(Saved data entries)
PR #697, opened 2022-09-14
test: add search scope-based tests

ssvegaraju:
Issue #, if available:

Description of changes:
Adding some tests for SMART scopes and searches. Tested by running yarn int-test locally.
image

Checklist:

### DIFF
--- a/integration-tests/search.test.ts
+++ b/integration-tests/search.test.ts
@@ -527,55 +527,76 @@ describe('searches with patient permission levels', () => {
             class: {
                 system: 'http://terminology.hl7.org/CodeSystem/v3-ActCode',
                 code: 'IMP',
-                display: 'inpatient encounter'
+                display: 'inpatient encounter',
             },
             subject: {
-              reference: `Patient/92e0d921-bb19-4cae-a3cc-9d3c5bcf7a39`,
-              display: 'Sherlock Holmes'
-            }
+                reference: `Patient/92e0d921-bb19-4cae-a3cc-9d3c5bcf7a39`,
+                display: 'Sherlock Holmes',
+            },
         };
         encounterResource = (await adminClient.post('Encounter', encounterResourceJson)).data;
         await waitForResourceToBeSearchable(adminClient, encounterResource);
     });
-    
-    afterAll(async() => {
+
+    afterAll(async () => {
         await adminClient.delete(`Encounter/${encounterResource.id}`);
     });
 
     test('tests with only patient.read scope', async () => {
-        let client = await getFhirClient('fhirUser patient/Patient.read launch/patient profile openid', false);
-        let sherlockHolmes = (await adminClient.get(`Patient/${idsOfFhirResources.sherlockHolmes}`)).data;
+        const client = await getFhirClient('fhirUser patient/Patient.read launch/patient profile openid', false);
+        const sherlockHolmes = (await adminClient.get(`Patient/${idsOfFhirResources.sherlockHolmes}`)).data;
 
-        
-        let getPatient = await client.get('Patient');
+        const getPatient = await client.get('Patient');
         expect(getPatient.data.total).toBe(2); // Should return Mycroft Holmes as a seealso
         expect(getPatient.data.entry[1].resource).toMatchObject(sherlockHolmes);
 
-        await expectResourceToNotBePartOfSearchResults(client, {url: 'Patient', params: {_include: 'Patient:organization'}}, {
-            resourceType: 'Organization',
-        });
+        await expectResourceToNotBePartOfSearchResults(
+            client,
+            { url: 'Patient', params: { _include: 'Patient:organization' } },
+            {
+                resourceType: 'Organization',
+            },
+        );
 
-        await expectResourceToNotBePartOfSearchResults(client, { url: 'Patient', params: {_revinclude: 'Encounter:subject'}}, encounterResource);
+        await expectResourceToNotBePartOfSearchResults(
+            client,
+            { url: 'Patient', params: { _revinclude: 'Encounter:subject' } },
+            encounterResource,
+        );
 
         // failing searches (no scopes for Observation, so should reject)
         await expect(client.get('Observation')).rejects.toMatchObject({
             response: { status: 401 },
         });
-        
+
         await expect(client.get('Observation', { params: { _include: 'Observation:subject' } })).rejects.toMatchObject({
             response: { status: 401 },
         });
     });
 
     test('tests with additional patient scopes', async () => {
-        let orgClient = await getFhirClient('fhirUser patient/Patient.read patient/Organization.read launch/patient profile openid', false);
-        let encClient = await getFhirClient('fhirUser patient/Patient.read patient/Encounter.read launch/patient profile openid', false);
+        const orgClient = await getFhirClient(
+            'fhirUser patient/Patient.read patient/Organization.read launch/patient profile openid',
+            false,
+        );
+        const encClient = await getFhirClient(
+            'fhirUser patient/Patient.read patient/Encounter.read launch/patient profile openid',
+            false,
+        );
 
-        await expectResourceToNotBePartOfSearchResults(orgClient, {url: 'Patient', params: {_include: 'Patient:organization'}}, {
-            resourceType: 'Organization',
-        });
+        await expectResourceToNotBePartOfSearchResults(
+            orgClient,
+            { url: 'Patient', params: { _include: 'Patient:organization' } },
+            {
+                resourceType: 'Organization',
+            },
+        );
 
-        await expectResourceToBePartOfSearchResults(encClient, { url: 'Patient', params: {_revinclude: 'Encounter:subject'}}, encounterResource);
+        await expectResourceToBePartOfSearchResults(
+            encClient,
+            { url: 'Patient', params: { _revinclude: 'Encounter:subject' } },
+            encounterResource,
+        );
     });
 });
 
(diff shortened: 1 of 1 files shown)


integration-tests/search.test.ts
```diff
@@ -513,3 +514,242 @@ describe('search', () => {
...
+        };
+        encounterResource = (await adminClient.post('Encounter', encounterResourceJson)).data;
+        await waitForResourceToBeSearchable(adminClient, encounterResource);
+    });
+
+    afterAll(async () => {
+        await adminClient.delete(`Encounter/${encounterResource.id}`);
+    });
+
+    test('tests with only patient.read scope', async () => {
```
rsmayda:
```suggestion
    test('tests with only user/Patient.read scope', async () => {
```

integration-tests/search.test.ts
```diff
@@ -513,3 +514,242 @@ describe('search', () => {
...
+        });
+
+        await expect(
+            clientAsAdmin.get('Observation', { params: { _include: 'Observation:subject' } }),
+        ).rejects.toMatchObject({
+            response: { status: 401 },
+        });
+    });
+
+    test('tests with additional patient scopes', async () => {
```
rsmayda:
```suggestion
    test('tests with additional user scopes', async () => {
```

integration-tests/search.test.ts
```diff
@@ -513,3 +514,242 @@ describe('search', () => {
         });
     });
 });
+
+describe('searches with patient permission levels', () => {
```
rsmayda:
```suggestion
describe('searches with patient scopes', () => {
```

integration-tests/search.test.ts
```diff
@@ -513,3 +514,242 @@ describe('search', () => {
...
+        };
+        encounterResource = (await adminClient.post('Encounter', encounterResourceJson)).data;
+        await waitForResourceToBeSearchable(adminClient, encounterResource);
+    });
+
+    afterAll(async () => {
+        await adminClient.delete(`Encounter/${encounterResource.id}`);
+    });
+
+    test('tests with only patient.read scope', async () => {
```
rsmayda:
```suggestion
    test('tests with only patient/Patient.read scope', async () => {
```

integration-tests/search.test.ts
```diff
@@ -513,3 +514,242 @@ describe('search', () => {
...
+        const getPatient = await client.get('Patient');
+        expect(getPatient.data.total).toBe(2); // Should return Mycroft Holmes as a seealso
+        expect(getPatient.data.entry[1].resource).toMatchObject(sherlockHolmes);
+
+        await expectResourceToNotBePartOfSearchResults(
+            client,
+            { url: 'Patient', params: { _include: 'Patient:organization' } },
+            {
+                resourceType: 'Organization',
+            },
```
rsmayda: Is this detailed enough to catch if Org is included or not? For the `user` test is that the case?

integration-tests/search.test.ts
```diff
@@ -513,3 +514,242 @@ describe('search', () => {
...
+        const orgClient = await getFhirClient(
+            'fhirUser patient/Patient.read patient/Organization.read launch/patient profile openid',
+            false,
+        );
+        const encClient = await getFhirClient(
+            'fhirUser patient/Patient.read patient/Encounter.read launch/patient profile openid',
+            false,
+        );
+
+        await expectResourceToNotBePartOfSearchResults(
```
rsmayda: Add a quick comment as to why this should not be in search result -- mainly that the patient has scope access to the Organization but not resource access

integration-tests/search.test.ts
```diff
@@ -513,3 +514,242 @@ describe('search', () => {
...
+        await expectResourceToBePartOfSearchResults(
+            encClient,
+            { url: 'Patient', params: { _revinclude: 'Encounter:subject' } },
+            encounterResource,
+        );
+    });
+});
+
+// these are largely similar to above, but have different behavior and so are kept separate
+describe('searches with user permission levels', () => {
```
rsmayda:
```suggestion
describe('searches with user scope as a Practitioner (admin)', () => {
```

integration-tests/search.test.ts
rsmayda: With this set we also need to add the `user` scope as Patient;; this would be the same results/tests so feel free to use cases like here https://github.com/awslabs/fhir-works-on-aws-authz-smart/blob/mainline/src/smartAuthorizationHelper.test.ts#L214-L215

integration-tests/search.test.ts
```diff
@@ -513,3 +514,242 @@ describe('search', () => {
...
+        encounterResource = (await adminClient.post('Encounter', encounterResourceJson)).data;
+        await waitForResourceToBeSearchable(adminClient, encounterResource);
+    });
+
+    afterAll(async () => {
+        await adminClient.delete(`Encounter/${encounterResource.id}`);
+    });
+
+    test('tests with only patient.read scope', async () => {
+        const clientAsPatient = await getFhirClient('fhirUser user/Patient.read profile openid', false);
```
rsmayda: I would make this its own `describe` or you can do the `case` example I gave above

integration-tests/search.test.ts
```diff
@@ -513,3 +514,242 @@ describe('search', () => {
...
+                display: 'Sherlock Holmes',
+            },
+        };
+        encounterResource = (await adminClient.post('Encounter', encounterResourceJson)).data;
+        await waitForResourceToBeSearchable(adminClient, encounterResource);
+    });
+
+    afterAll(async () => {
+        await adminClient.delete(`Encounter/${encounterResource.id}`);
+    });
```
rsmayda: you can nest this at a higher level so that we only do this once across all tests
```
describe
  before..
  after...
  <existing describe tests>
```

integration-tests/search.test.ts
```diff
@@ -513,3 +514,242 @@ describe('search', () => {
...
+            resourceType: 'Organization',
+            name: 'Health Level Seven International',
+            alias: ['HL7 International'],
+        };
+        const orgResource = (await adminClient.post('Organization', orgJson)).data;
+        const randPatient = randomPatient();
+        randPatient.managingOrganization.reference = `Organization/${orgResource.id}`;
+        const testPatient: ReturnType<typeof randomPatient> = (await adminClient.post('Patient', randPatient)).data;
+        // wait for the patient to be asynchronously written to ES
+        await waitForResourceToBeSearchable(adminClient, testPatient);
```
rsmayda: Could we move this all to the beforeall section?

integration-tests/search.test.ts
```diff
@@ -513,3 +514,242 @@ describe('search', () => {
...
+
+        await expectResourceToBePartOfSearchResults(
+            encClientAdmin,
+            { url: 'Patient', params: { name: 'Sherlock', _revinclude: 'Encounter:subject' } },
+            encounterResource,
+        );
+
+        // cleanup
+        await adminClient.delete(`Organization/${orgResource.id}`);
+        await adminClient.delete(`Patient/${testPatient.id}`);
```
rsmayda: Could move to after all section?

integration-tests/search.test.ts
ssvegaraju: I'll use the suggestions from below to create the org resource beforeAll and use that to check instead!

integration-tests/search.test.ts
```diff
@@ -536,220 +539,148 @@ describe('searches with patient permission levels', () => {
...
+            resourceType: 'Organization',
+            name: 'Health Level Seven International',
+            alias: ['HL7 International'],
+        };
+        orgResource = (await adminClient.post('Organization', orgJson)).data;
+        const randPatient = randomPatient();
+        randPatient.managingOrganization.reference = `Organization/${orgResource.id}`;
+        testPatient = (await adminClient.post('Patient', randPatient)).data;
+        // wait for the patient to be asynchronously written to ES
+        await waitForResourceToBeSearchable(adminClient, testPatient);
```
rsmayda, line 554: Do we need any other waits? or would we be okay

integration-tests/search.test.ts
```diff
@@ -536,220 +539,148 @@ describe('searches with patient permission levels', () => {
...
-
-        await expectResourceToNotBePartOfSearchResults(
-            client,
-            { url: 'Patient', params: { _revinclude: 'Encounter:subject' } },
-            encounterResource,
-        );
+    // Since the tests for patient scope and user (as Patient) scope are the same results,
+    // we can group them
+    const scopes: string[] = ['patient', 'user'];
+    describe.each(scopes)('searches with patient/user (as Patient) scopes', (scope) => {
```
rsmayda:
```suggestion
    describe.each(scopes)('searches with %p (as Patient) scopes', (scope) => {
```

This should name the test correctly

integration-tests/search.test.ts
```diff
@@ -515,9 +515,12 @@ describe('search', () => {
     });
 });
 
-describe('searches with patient permission levels', () => {
+describe('test searches with different scopes', () => {
     let adminClient: AxiosInstance;
```
rsmayda, line 519: This can be moved to the `beforeAll` context and made `const`

ssvegaraju: It's also used in `afterAll()`, which is why I kept it out

integration-tests/search.test.ts
ssvegaraju: This should be waiting for everything correctly!

integration-tests/search.test.ts
rsmayda: ops thanks! please ignore

integration-tests/search.test.ts
```diff
@@ -513,3 +514,173 @@ describe('search', () => {
...
+    afterAll(async () => {
+        await adminClient.delete(`Encounter/${encounterResource.id}`);
+        await adminClient.delete(`Organization/${orgResource.id}`);
+        await adminClient.delete(`Patient/${testPatient.id}`);
+    });
+
+    // Since the tests for patient scope and user (as Patient) scope are the same results,
+    // we can group them
+    const scopes: string[] = ['patient', 'user'];
+    describe.each(scopes)('searches with %p scopes', (scope) => {
```
rsmayda:
```suggestion
    describe.each(scopes)('search with %p scope type as a patient', (scope) => {
```

rsmayda (approved):
Looks good thank you for your hard work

■ **How to complete this task**: Copy out every line in the entries above that holds "rejects".

■ **Response**:
         await expect(client.get('Observation')).rejects.toMatchObject({
         await expect(client.get('Observation', { params: { _include: 'Observation:subject' } })).rejects.toMatchObject({
+        ).rejects.toMatchObject({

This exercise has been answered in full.